#### [Task instructions]
Once the line containing "exists and is" is found in the entries below, restate it and each following line word for word, stopping after the line containing "- Otherwise falls".
☆ ☆ ☆ ☆
PR #762, opened 2026-02-17
Fix/stale redux cache

gingerknight:
### Problem
Users on long-lived or resumed sessions experienced failures connecting to models and loading sessions. Investigation confirmed that redux-persist was writing all RTK Query caches to localStorage and rehydrating them on every page load, causing the app to serve stale data from previous sessions instead of fetching fresh state from the API.

### Solution
redux-persist was removed entirely. The RTK Query slices already have refetchOnFocus and refetchOnMountOrArgChange configured and handle their own cache freshness correctly without persistence. User identity state is now populated directly from the live OIDC session via a new UserStateSync component inside AuthProvider, which fires on both fresh login and page refresh. The login modal was also updated to respect auth.isLoading to prevent a brief flash during OIDC session resolution.

Verified manually: hard refresh retains access, sign out/in flow works, admin routes gated correctly, models and sessions load fresh on every page load.

### DIFF
--- a/.pre-commit-config.yaml
+++ b/.pre-commit-config.yaml
@@ -52,7 +52,7 @@ repos:
   hooks:
     - id: codespell
       entry: codespell
-      args: ['--skip=*.git*,*cdk.out*,*venv*,*mypy_cache*,*package-lock*,*node_modules*,*dist/*,*poetry.lock*,*coverage*,*models/*,*htmlcov*,*TIKTOKEN_CACHE/*,*test/cdk/stacks/__baselines__/*', "-L=xdescribe,assertIn,afterAll"]
+      args: ['--skip=*.git*,*cdk.out*,*venv*,*mypy_cache*,*package-lock*,*node_modules*,*dist/*,*/public/*,*poetry.lock*,*coverage*,*models/*,*htmlcov*,*TIKTOKEN_CACHE/*,*test/cdk/stacks/__baselines__/*', "-L=xdescribe,assertIn,afterAll"]
       pass_filenames: false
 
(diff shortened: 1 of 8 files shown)


gingerknight:
Did some console testing to validate the cache values are cleared and the user field are preserved

```js
// Corrupt the models cache with a fake stale model
const cache = JSON.parse(localStorage.getItem('persist:lisa'));
const models = JSON.parse(cache.models);
models.queries['getAllModels(undefined)'] = {
  status: 'fulfilled',
  endpointName: 'getAllModels',
  data: [{ modelId: 'STALE_FAKE_MODEL', modelName: 'Stale Model From Old Session' }],
  fulfilledTimeStamp: 0
};
cache.models = JSON.stringify(models);
localStorage.setItem('persist:lisa', JSON.stringify(cache));
console.log('Injected stale model:', models.queries['getAllModels(undefined)'].data);

```

```js
[
  {
    "modelId": "STALE_FAKE_MODEL",
    "modelName": "Stale Model From Old Session"
  }
]
```

```js
location.reload()

const cache = JSON.parse(localStorage.getItem('persist:lisa'));
const models = JSON.parse(cache.models);

models.queries['getAllModels(undefined)'].data
//->undefined
```

dustins:
Do you really need to use `redux-persist`? What data is saved from being loaded again that we don't want refreshed after a user comes back? This seems like a reasonable fix for the problem but is the thing causing the problem really buying anything you can't get with configuring RTK data caching lifetimes? MLSpace has a similar unnecessary redux-persist usage too.

PR #935, opened 2026-04-08
Update production settings in LiteLLM

bedanley:
Update configuration and deployment of LiteLLM to adhere to best practices. Changes include:
- Enable "production" mode
- Enable DB migration using Prisma
- Remove verbose logs by default
- Generate prisma client before threading workers
- Update Threads / workers to match vCPU instance type - m5.xl = 4vCPU = 4 Total threads - 2xLisa http/auth 2xLitellm Workers
- Enable retrys with db connections
- Set max connections 
- Clean up dead model config generation


lib/docs/package.json
```diff
@@ -16,7 +16,7 @@
   "author": "",
   "license": "Apache-2.0",
   "devDependencies": {
-    "vitepress": "^1.6.4",
+    "vitepress": "^2.0.0-alpha.17",
```
estohlmann, line 19: not sure we really should be using an alpha release

bedanley: This was only for doc generation. Less of an issue. The latest version is needed to support newer versions of vite and esbuild.

PR #945, opened 2026-04-10
fix: updating mcp tool registration logic

drduhe:
*Issue #, if available:*

## Summary

Improves **MCP Workbench tool lifecycle** (S3 → in-VPC HTTP rescan, FastMCP `remove_tool` / registry updates, shared server id) and keeps the **chat UI** in sync with workbench tool files using stock `use-mcp`. **Amazon Bedrock Agents** stay available in chat alongside MCP: merged OpenAI tool definitions, `invokeBedrockAgent` routing, approval flow, and footer banner counts.

Functionally, this makes tools register and de-register from the MCP Workbench near instantaneously rather than taking 5-7 minutes per interaction. This is due to not having to spin up new ECS tasks every time a tool is added/deleted/updated via the workbench. 

## Backend / infrastructure

- **`lambda/mcp_workbench/lambda_functions.py`** — Loads `mcpWorkbenchServerId` from `mcp_workbench_server_id.json` (single source of truth with the UI).
- **`lambda/mcp_workbench/s3_event_handler.py`** — Replaces ECS forced redeploy with **`GET`** to the workbench rescan endpoint (default path `v2/mcp/rescan`), optional **management bearer** from Secrets Manager, configurable **`WORKBENCH_RESCAN_DELAY_SECONDS`**, and avoids importing the Common-layer-only `utilities.common_functions` chain from the bare Lambda asset.
- **`lib/serve/mcpWorkbenchConstruct.ts`** — S3 event Lambda: VPC, lambda SG, common layer, endpoint/rescan env vars, Secrets Manager IAM; drops ECS/SSM permissions used for forced redeploy.
- **`lib/serve/mcp-workbench/s6-overlay/.../s3mount/run`** — Configurable **`RCLONE_POLL_INTERVAL`** (default `30s`) so S3 listing changes surface in the mount before rescan.

## MCP Workbench service (Python)

- **`mcp_server.py`** — On rescan: `remove_tool` for removed/updated tools when supported; `update_registry`; timezone-aware UTC timestamps.
- **`auth.py`** — Expired OIDC ID tokens logged at debug; other JWT issues as warning (less noisy than full exceptions).
- **`README.md`** — Documents S3 → Lambda → rescan and rclone polling; minor doc formatting.

## UI (React)

- **`mcpWorkbenchServerId.ts`** + **`mcp_workbench_server_id.json`** — Same UUID for the auto-registered workbench server in Lambda and UI.
- **`utils.ts`** — `isWorkbenchMcpServer()` (id match, then origin vs `MCP_WORKBENCH_URI`).
- **`mcp.hooks.tsx`** — Stable `useMcp` options (header / `clientConfig` fingerprints), **`autoRetry: false`**, aggregates tools when `ready` and clears when not, prunes state when servers are disabled, **`readyMcpServerCount`**. For **workbench** servers, the connection **`key`** includes a **`workbenchToolListFingerprint`** so when the tool-file list from the API changes, the MCP client **remounts** and **`use-mcp` runs `tools/list` again** (upstream `use-mcp` does not expose a refresh API).
- **`Chat.tsx`** — `useListMcpToolsQuery` drives that fingerprint (file ids + `updated_at` / `size` so edits matter). **`useMultipleMcp`** receives `{ workbenchToolListFingerprint }` only. **Bedrock:** `useListBedrockAgentsQuery` / `useInvokeBedrockAgentMutation`, merged **`openAiTools`** when MCP and/or Bedrock components are enabled, `callToolWithBedrock`, `toolToServerMapMerged`, Bedrock-aware **`useToolChain`** props, confirmation modal, and footer banner.
- **`McpWorkbenchManagementComponent.tsx`** — Default editor sample as a template literal (readability).
- **`McpServerDetails.tsx`** — Optional chaining on **`disabledTools`**.

**Dependency note:** There is **no** `patches/use-mcp+…` (or other) **`patch-package`** patch for MCP in this PR; behavior relies on **remount + fingerprint** instead of forking `node_modules`.

## Developer experience: `scripts/run-pytest.sh`
Adds a small **pytest launcher** so `npm run test:lambda`, `test:mcp-workbench`, `test:python:coverage`, and related scripts use a **predictable interpreter**:
- If **`PYTHON`** is set, runs `"$PYTHON" -m pytest …`.
- Else if **`./.venv/bin/python`** exists and is executable, uses that (matches “activated venv” behavior without requiring manual `source .venv/bin/activate`).
- Otherwise falls back to **`python3 -m pytest`**.
This keeps local runs aligned with developers who use a repo virtualenv while still working in CI where Python is provided by the image / setup-python. Root **`package.json`** wires the Python test npm scripts through **`bash scripts/run-pytest.sh`** so all of them share the same resolution order.
### `scripts/install-python.sh` and `npm run install:python`
**`install:python`** now runs **`bash scripts/install-python.sh`**, which uses the **same precedence** as `run-pytest.sh` (`PYTHON` → `.venv/bin/python` → `python3`) and installs everything with **`"$PY" -m pip`**, so installs go into the venv when it exists and you avoid mixing system `pip` with a different interpreter.
### `npm run deploy` (`scripts/deploy.mjs`)
Deploy passes a **`repoPythonEnv()`**-derived environment to its child processes: when **`.venv/bin/python`** is present and executable, **`PATH`** is prefixed with **`.venv/bin`** and **`VIRTUAL_ENV`** is set (and path-like **`PYTHON`** still prepends that binary’s directory to **`PATH`**). That way **`npm run build`** steps that shell out to **`python3`**—for example **`bin/package-lambda`** during asset builds—resolve to the repo venv **without** requiring a manual activate, while CI and non-venv setups keep using the default **`python3`** on **`PATH`**.

## Testing / verification

- Workbench: S3 object create/delete → Lambda rescan → tools update without ECS task recycle; with auth, management secret allows authorized rescan.
- UI: Workbench enabled → after tool-file metadata changes (and fingerprint update), MCP connection remounts and the chat tool list matches the server.
- Bedrock: With **Bedrock agents** enabled in config and user/stack preferences, chat still receives Bedrock tools and **`invokeBedrockAgent`** / action-group flows work with the existing approval behavior.


lib/user-interface/react/src/components/mcp-workbench/McpWorkbenchManagementComponent.tsx
```diff
@@ -42,7 +42,150 @@ import ColorSchemeContext from '@/shared/color-scheme.provider';
...
+// Set up a sample tool demonstration that builds the same MCP tool using both
+// the function-based and class-based approaches.
+const DEFAULT_CONTENT = `from mcpworkbench.core.annotations import mcp_tool
```
bedanley, line 47: This is nicer, but it might be work adding it to a dedicated python file that is pulled into the ts code.

bedanley (dismissed):

lib/user-interface/react/src/components/mcp-workbench/McpWorkbenchManagementComponent.tsx
drduhe: Yeah in theory we could cross import it from the MCP workbench module - but that would create a dependency overlap - I will follow up with some further improvements and address this bit down the line - good call out though.

gingerknight (approved):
☆ ☆ ☆ ☆
#### [Solution]
- Else if **`./.venv/bin/python`** exists and is executable, uses that (matches “activated venv” behavior without requiring manual `source .venv/bin/activate`).
- Otherwise falls back to **`python3 -m pytest`**.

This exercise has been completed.